#### Task input ####
PR #23773, opened 2023-08-14
Samples darkmode

PBfordev:
Attempt to ensure that there is always a good contrast between the foreground and background colours both in light and dark color system modes. I left alone the samples that may use a white canvas but the drawings are readable (e.g., the font sample).

There may be better solutions for this (and better hard-coded colours), so suggestions are welcome. I thought wx had an API for getting a contrasting colour for a `wxColour` but I failed to find it.

Tested only on Windows 10. I have run into other issues (see my Issues spree) and some where I am not sure whether the issue is with sample or wxWidgets but I think it is enough for now.

EDIT: The PR (and eventual merge commit) title should be "Improve samples appearance in dark mode".

### DIFF
--- a/samples/ownerdrw/ownerdrw.cpp
+++ b/samples/ownerdrw/ownerdrw.cpp
@@ -297,7 +297,7 @@ OwnerDrawnFrame::OwnerDrawnFrame(wxFrame *frame, const wxString& title,
     for ( ui = 0; ui < WXSIZEOF(aszChoices); ui += 2 )
     {
 #if defined(__WXMSW__) && !defined(__WXUNIVERSAL__)
-        m_pListBox->GetItem(ui)->SetBackgroundColour(wxColor(200, 200, 200));
+        m_pListBox->GetItem(ui)->SetBackgroundColour(*wxBLUE);
 #endif
     }
 
@@ -344,6 +344,11 @@ OwnerDrawnFrame::OwnerDrawnFrame(wxFrame *frame, const wxString& title,
         if ( ui == 4 )
         {
             pListBox->GetItem(ui)->SetBackgroundColour(wxColor(0, 0, 0));
+        }
+        else
+        if ( ui == 5 ) // black on dark gray is barely visible
+        {
+            pListBox->GetItem(ui)->SetBackgroundColour(*wxYELLOW);
         }
     }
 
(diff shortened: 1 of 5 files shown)


samples/popup/popup.cpp
```diff
@@ -109,8 +109,13 @@ SimpleTransientPopup::SimpleTransientPopup( wxWindow *parent, bool scrolled )
                                               wxBORDER_NONE |
                                               wxPU_CONTAINS_CONTROLS )
 {
+    wxColour colour(*wxLIGHT_GREY);
+
+    if ( wxSystemSettings::GetAppearance().IsDark() )
+        colour.Set(90, 90, 90); // dark grey
+
```
vadz, line 116: It would probably be better to use `SelectLightDark()` here, as it's shorter and also better practice, I think.

samples/ownerdrw/ownerdrw.cpp
```diff
@@ -345,6 +345,11 @@ OwnerDrawnFrame::OwnerDrawnFrame(wxFrame *frame, const wxString& title,
         {
             pListBox->GetItem(ui)->SetBackgroundColour(wxColor(0, 0, 0));
         }
+        else
+        if ( ui == 5 ) // black on dark gray is barely visible
+        {
+            pListBox->GetItem(ui)->SetBackgroundColour(*wxYELLOW);
+        }
```
vadz, line 352: This indentation seems strange, let's write it like this
```suggestion
        else if ( ui == 5 ) // black on dark gray is barely visible
        {
            pListBox->GetItem(ui)->SetBackgroundColour(*wxYELLOW);
        }
```

vadz (commented):
Thanks, this is definitely useful, but I'd just like to tweak this slightly before merging -- if you can do it, please do, otherwise I'll do it myself a bit later.

samples/ownerdrw/ownerdrw.cpp
PBfordev: Done.

samples/popup/popup.cpp
PBfordev: Thanks, I somehow missed the function.

samples/popup/popup.cpp
```diff
@@ -216,6 +218,9 @@ void SimpleTransientPopup::OnMouse(wxMouseEvent &event)
     rect.SetWidth(1000000);
     wxColour colour(*wxLIGHT_GREY);
 
+    if ( wxSystemSettings::GetAppearance().IsDark() )
+        colour.Set(90, 90, 90); // dark grey
+
```
vadz, line 223: Sorry for being so annoying, but could we use `SelectLightDark()` here too please?

PBfordev: You have nothing to apologize for, it's me who has to apologize for being so sloppy.

PR #23780, opened 2023-08-18
wxUniChar: Support C++11 char16_t and char32_t

vvs31415:


vadz:
Thanks, but I wonder what is the actual effect of this change. `wxUniChar` itself is somewhat obsolete if we can use `char32_t`, so I'm not sure whether it's worth to add support for the latter to the former... And we need at least some unit tests checking that this actually works as expected, as I'm not sure about the actual level of `char32_t` support. Could you please add something?

Thanks in advance!

vvs31415:
This could be the first step towards the consistent use of `char8_t`, `char16_t`, and `char32_t` types. Here we provide super easy conversions between `wxUniChar` and `char32_t`. It would be fine to get rid of `wxUniChar` altogether, but we still need few functions to check the correctness of its content.

vadz:
I think we need to discuss the global approach here. In particular, what's going to happen to `wxUniCharRef`.

Having a conversion between `wxUniChar` and `char32_t` is probably not a problem but it just doesn't seem that useful to me on its own...

vvs31415:
The problem with `wxUniChar` is that it does nontrivial conversions to and from 8-bit char types. Perhaps we should prohibit such conversions, mandating to use From8bit() and To8bit() explicitly. This way we can have a single char32_t constructor.

vvs31415:
The issue with `wxUniCharRef` is too big for this small ticket, but I would suggest to make `UniChar()` public and strip the class from all convenience members which are using it.
Also, strip both `wxUniChar` and `wxUniCharRef` from all implicit conversions to non-character types.

PR #23782, opened 2023-08-18
CYGWIN: Tests: add test case for Intl

carlo-bramini:
While running the `test_base` on CYGWIN, this message will be printed on the console:

```
/cygdrive/c/Users/carlo/Documents/GitHub/wxWidgets/tests/intl/intltest.cpp:44

/cygdrive/c/Users/carlo/Documents/GitHub/wxWidgets/tests/intl/intltest.cpp:199: FAILED:
  REQUIRE( FRENCH_LONG_DATE_FMT == NormalizeFormat(wxLocale::GetInfo(wxLOCALE_LONG_DATE_FMT)) )
with expansion:
  "%A %d %B %Y" == "%a %e %b %Y"
with message:
  French long date
```

It looks like that NEWLIB needs its own signatures for letting these test to be passed.
This patch adds the right test case for CYGWIN, for letting the execution of the test.


vadz:
And this one too, thanks!

PR #23784, opened 2023-08-19
Fix creating wxRadioBox with no items in wxUniv

Kvaz1r:
Without changes, in case where radiobox haven't items invalid value is passing to SetSelection.


vadz:

PR #23789, opened 2023-08-21
Improve wxFileSystem::AddHandler() documentation

PBfordev:
The note in the method description incorrectly stated that "...the handlers are deleted in wxFileSystem's destructor so that you don't have to care about it." However, unless a handler is removed by calling wxFileSystem::RemoveHandler() (or undocumented wxFileSystem::CleanUpHandlers()), it is deleted only when wxWidgets shuts down in wxFileSystemModule::OnExit().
####
Exercise instructions =>
Once the line with "It looks like" is found in the records above, print exactly that line and every line after it through the line with "PR #23789, opened 2023-08-21".

Task response =>
It looks like that NEWLIB needs its own signatures for letting these test to be passed.
This patch adds the right test case for CYGWIN, for letting the execution of the test.


vadz:
And this one too, thanks!

PR #23784, opened 2023-08-19
Fix creating wxRadioBox with no items in wxUniv

Kvaz1r:
Without changes, in case where radiobox haven't items invalid value is passing to SetSelection.


vadz:

PR #23789, opened 2023-08-21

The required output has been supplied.